We had our dinner at a gourmet brick oven pizza place called Apizza. We'd been there once before and I'd been a bit meh about the place, but it definitely deserved another try. I'd reserved us a table, which ended up being a good idea, as there was only one cleared table when we arrived.
Gretchen hasn't been drinking much (or any, really) alcohol for years now owing to how celexa (citalopram) makes it feel like poison. But several months ago Gretchen changed her antidepressant regime, decreasing the celexa and adding Wellbutrin. It's made her want to try drinking more alcohol, and tonight she was feeling really frisky and actually wanted to split a bottle of wine. After tasting (and rejecting) a normal red wine, she said yes to a lambrusco (a somewhat fizzy chilled red wine that is slightly sweet), taking the whole bottle. She ended up drinking about a third of it, which is a lot for her.

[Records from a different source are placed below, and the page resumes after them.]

Issue #7710, opened 2017-09-18
julia: Target architecture mismatch


espectalll:
Here's the entire log I get every time I try to run Julia:

    ERROR: Target architecture mismatch. Please delete or regenerate sys.{so,dll,dylib}.

The error is being reported on `x86_64`, after verifying the system was clean of system files from previous Julia manual builds.

silvernode:
https://github.com/JuliaLang/julia/issues/10639

I am looking into it, and I am building it now with some flags. I hope it works

silvernode:
@espectalll sent you an email

silvernode:
@espectalll Well the build is complete and the installed package works but that doesn't mean it will work for you. I'm not sure if I should send you the package directly to make sure it works or if I should just commit to the repo

espectalll:
I can confirm it works on my machine natively. Let me try out as `i686` and I'll confirm if it works there too.

espectalll:
...not working on `i686`, as shown on the next screenshot, with a chroot and a Virtualbox VM:

![captura de pantalla de 2017-09-18 17-52-54](https://user-images.githubusercontent.com/2456419/30551234-2ae352e8-9c9a-11e7-9968-c9c759727a6b.png)

This is likely easy to fix, so give me a moment... I wish it was easier to debug how things will be built in prod, though.

silvernode:
Looks like a solid fix, great work.

silvernode:
apparently, this is a thing in their README:  

*You can also set MARCH=native for a maximum-performance build customized for the current machine CPU.*

espectalll:
Yes, I'm aware. The problem is, I don't think it's properly detecting the architecture.

...in fact, it seems that the i686 builds are still failing???

wangp:
Unfortunately building for core2 on x86_64 means the binary does not work on a Phenom II processor which lacks SSSE3:
```
ERROR: The current host does not support SSSE3, but the system image was compiled for Core2.
Please delete or regenerate sys.{so,dll,dylib}.
```
For comparison, the official build does work.

PR #7720, opened 2017-09-18
julia: fix issue #7710

espectalll:


Gottox:
use a sane commit message and ping me, will merge afterwards 👍

PR #7724, opened 2017-09-18
unbound: update to 1.6.6.

dne:


chneukirchen:
Second commit is useless tho, as -d doesn't create a pidfile already.

dne:
Sorry, but it does -- I just double checked.

chneukirchen:
I couldn't find it... also my unbound didn't run. duh. ;) thanks.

Gretchen and I both ate from a plate of vegan cæsar salad which was, Gretchen said, one of the best salads she's ever eaten. While we were working on that, somebody came around giving people fresh bread straight out of the oven, and it was incredible. For a main course, Gretchen and I split a big 20 inch pizza, with spinach on the whole thing, mushrooms on my half, and sun-dried tomatoes and something else on Gretchen's half. It turns out, though, that spinach is a poor choice for a topping when there aren't many other things. Otherwise the pizza was excellent, though the crust was a significantly thinner than we prefer (our tastes in pizza are decidedly Mid Western). Along with the pizza, we ordered a plate of orecchietta with red sauce, which looked like a plate of ears freshly snipped from a hundred or more cat-sized Vincent Van Goghs. (It wasn't spectacular.) Meanwhile, a group of 20-somethings at the next table over were taking pictures of the meat-heavy food they'd ordered.
[REDACTED]
Me in the Apizza bathroom this evening. It's nice in there.